Machine learning¶
Machine learning methods—particularly supervised learning with feature engineering and ensemble approaches—are widely used in misinformation and bot detection systems. Researchers train classifiers on labeled datasets of authentic and inauthentic accounts or content, extract features from user profiles (metadata, posting patterns, temporal signatures, content), social networks (follower structure, retweet cascades), and text (linguistic patterns, sentiment), and deploy these models to score new accounts or posts.
Common approaches¶
Supervised classification: Train a classifier (random forest, logistic regression, SVM, neural networks) to distinguish bots from humans, false claims from true ones, or misinformation sources from credible ones. Features are hand-engineered from metadata, network structure, and text.
Ensemble methods: Combine multiple classifiers (bagging, boosting, stacking) to improve robustness and generalization. Example: Botometer v4 uses an ensemble of specialized classifiers, one per bot type.
Unsupervised clustering: Group accounts or content by behavioral similarity without labeled training data. Useful for discovering bot networks and coordinated behavior.
Deep learning: Use neural networks (CNNs, RNNs, transformers) to learn representations of text and network structure end-to-end, without hand-engineered features.
Challenges¶
Data quality and bias: Labeled datasets are expensive and subject to annotation error; ground truth is often ambiguous (e.g., what counts as "disinformation"?).
Concept drift: Bots and disinformation tactics evolve faster than models are retrained; systems that perform well on historical data degrade on new data.

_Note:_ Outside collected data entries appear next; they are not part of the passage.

PR #229, opened 2022-08-17
Update Configuration.md

pnoltof:
It seems like the default unit is ms so timeout: 300 would result in a test stopping after 300ms.
I adjusted the example to set the timeout to 300 seconds.


jochil:
I just went quickly over the code and it seems that we just use it as `https://pkg.go.dev/time#Duration`... so actually it should be even nano seconds (if I did not miss a conversion somewhere) :)

IMO the best way would be changing the code to work with seconds (I think we do not need a smaller unit and libfuzzer uses seconds too). Otherwise we also have to change comments (`cifuzz run --help`) and templates (`internal/config/cifuzz.yaml.tmpl`)

@adombeck what do you think?

adombeck:
Thanks @pnoltof and @jochil for reporting and investigating this. I created #231 to fix the issue. We do indeed expect a duration string, not an integer. That was incorrectly documented and it was an error that parsing the config file didn't fail if the unit was missing. Note that using the `--timeout` flag did already fail with a descriptive error message:

```
$ cifuzz run my_fuzz_test --timeout 5
invalid argument "5" for "--timeout" flag: time: missing unit in duration "5"
```

With #231, parsing a `cifuzz.yaml` with the content `timeout: 5` now fails with:
```
Failed to parse cifuzz.yaml: error decoding 'timeout': time: missing unit in duration "5"
```

PR #234, opened 2022-08-18
cmake: Link debug symbols with dsymutil on macOS

fmeum:


fmeum:
@adombeck This is untested. If it doesn't fix your issues after you have rebased your branch onto this PR, let me know and I will debug it.

adombeck:
The stack frames from the fuzz test executable contain source file and line number now, but the ones from the `libparser.dylib` do not: https://github.com/CodeIntelligenceTesting/cifuzz/runs/7897008904?check_suite_focus=true#step:4:244

Maybe we also have to call `dsymutil` for the dynamic libraries?

fmeum:
> The stack frames from the fuzz test executable contain source file and line number now, but the ones from the `libparser.dylib` do not: https://github.com/CodeIntelligenceTesting/cifuzz/runs/7897008904?check_suite_focus=true#step:4:244
> 
> Maybe we also have to call `dsymutil` for the dynamic libraries?

I pushed a commit that should handle this.

tools/cmake/cifuzz/cmake/cifuzz-functions.cmake
```diff
@@ -51,6 +51,18 @@ function(enable_fuzz_testing)
           -UNDEBUG
       )
     endif()
+
+    if(APPLE)
+      # On macOS, debug information is only contained in the object files by default. llvm-symbolizer, which we use to
+      # resolve addresses in stack traces to source location, doesn't read the object files. We thus need to invoked
```
adombeck, line 57:
```suggestion
      # resolve addresses in stack traces to source location, doesn't read the object files. We thus need to invoke
```

tools/cmake/cifuzz/cmake/cifuzz-functions.cmake
```diff
@@ -191,6 +203,16 @@ function(add_fuzz_test name)
     message(FATAL_ERROR "cifuzz: Unsupported value for CIFUZZ_ENGINE: ${CIFUZZ_ENGINE}")
   endif()
 
+  # On macOS, debug information is only contained in the object files by default. llvm-symbolizer, which we use to
+  # resolve addresses in stack traces to source location, doesn't read the object files. We thus need to invoked
```
adombeck, line 207:
```suggestion
  # resolve addresses in stack traces to source location, doesn't read the object files. We thus need to invoke
```

adombeck:
> @adombeck This runs into https://github.com/CodeIntelligenceTesting/cifuzz/runs/7898399551?check_suite_focus=true#step:4:113, which I have seen multiple times already. Do you have an idea how to fix it?

It looks like the process didn't terminate within 3 seconds after the SIGTERM was sent, so it was killed. I have no idea why it would take that long to terminate.

adombeck:
>> Maybe we also have to call dsymutil for the dynamic libraries?

> I pushed a commit that should handle this.

That doesn't seem to be working, the dynamic library is still not symbolized with filename and line number:
https://github.com/CodeIntelligenceTesting/cifuzz/runs/7898842990?check_suite_focus=true#step:4:244

fmeum:
@adombeck I force-pushed away everything except for the first commit, feel free to put everything else back if you need it.

adombeck (approved):

PR #241, opened 2022-08-24
cmake: Further clarify cmake_minimum_required requirement

fmeum:


tools/cmake/cifuzz/cmake/cifuzz-functions.cmake
```diff
@@ -2,7 +2,7 @@
 #       Explanations of these flags are provided in that file.
 function(enable_fuzz_testing)
   if(${CMAKE_MINIMUM_REQUIRED_VERSION} VERSION_LESS 3.16)
-    message(FATAL_ERROR "cifuzz: cmake_minimum_required(VERSION 3.16) or higher required, got ${CMAKE_MINIMUM_REQUIRED_VERSION}")
+    message(FATAL_ERROR "cifuzz: cmake_minimum_required(VERSION 3.16) or higher required, but the current project declares a minimum version of ${CMAKE_MINIMUM_REQUIRED_VERSION}")
```
adombeck, line 5: Is the `cmake_minimum_required` not always declared in a `CMakeLists.txt`?

```suggestion
    message(FATAL_ERROR "cifuzz: cmake_minimum_required(VERSION 3.16) or higher required, but the CMakeLists.txt declares a minimum version of ${CMAKE_MINIMUM_REQUIRED_VERSION}")
```

fmeum: Well, that's almost always true but technically not required. You could also call it in a function loaded from a package. Also, there are usually many `CMakeLists.txt` files, so "the" one doesn't exist.

adombeck (approved):

PR #1042, opened 2023-09-07
Minor fixes and improvements

adombeck:
### Motivation/Context

I found this old branch which contains some minor unmerged fixes and improvements.

### Description

See commit messages


internal/container/client.go
```diff
@@ -7,8 +7,8 @@ import (
 
 var dockerClient *client.Client
 
-// getDockerClient returns a docker client and will also handle its closing. It will take configuration options in the future.
-func getDockerClient() (*client.Client, error) {
+// GetDockerClient returns a docker client and will also handle its closing. It will take configuration options in the future.
+func GetDockerClient() (*client.Client, error) {
```
jochil, line 11: Maybe using the opportunity to rename it to `DockerClient` (https://go.dev/doc/effective_go#Getters)

jochil (approved):

internal/container/client.go
adombeck: The function returns an `error` which IMO would be unexpected if it was just called `DockerClient()`. Also https://go.dev/doc/effective_go#Getters refers to getter *methods* but we're not talking about a method here.

jochil: You are right

PR #1043, opened 2023-09-07
fix(ci): enable CMake compatibility test on Windows

florianGla:
Now that cifuzz is released with a fix for the CMake issue on Windows, the compatibility check can be enabled again.


MarkusZoppelt (approved):

jochil:
According to https://github.com/CodeIntelligenceTesting/cifuzz/pull/1005/files more files where affected than in this change? Any reason for not changing them back, too?

florianGla:
They were already changed back in https://github.com/CodeIntelligenceTesting/cifuzz/pull/1025

jochil:
> They were already changed back in #1025

great, thanks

Cross-domain generalization: Models trained on one domain (e.g., 2016 U.S. election) fail to generalize to different contexts or time periods. Cross-domain generalization
Fairness: Classifiers may exhibit disparate error rates across demographic groups, languages, or regions.
Interpretability: Black-box models (deep neural networks) make predictions hard to explain; practitioners need to understand why an account is flagged as a bot to act on the decision.
Key papers in this wiki¶
- Causal Machine Learning: A Survey and Open Problems — Foundational survey of causal machine learning methods for robust, transferable, and fair predictions; covers invariant feature learning, counterfactual fairness, and causal generative modeling
- Detection of Novel Social Bots by Ensembles of Specialized Classifiers — Ensemble of specialized classifiers; addresses cross-domain generalization by training separate classifiers for bot types that exhibit heterogeneous features
- Scalable and Generalizable Social Bot Detection through Data Selection — Demonstrates that data selection (training on carefully chosen subset) improves model generalization and consistency better than exhaustive training; shows how noisy and contradictory labeled datasets can be managed via combinatorial analysis of 247 training set combinations
- A Benchmark Study of Machine Learning Models for Online Fake News Detection — Benchmark study comparing 8 traditional ML models (SVM, logistic regression, decision trees, naive bayes, k-NN, boosting) against deep learning and pre-trained transformers on fake news datasets; finds traditional approaches require feature engineering but can match deep learning performance on large diverse datasets.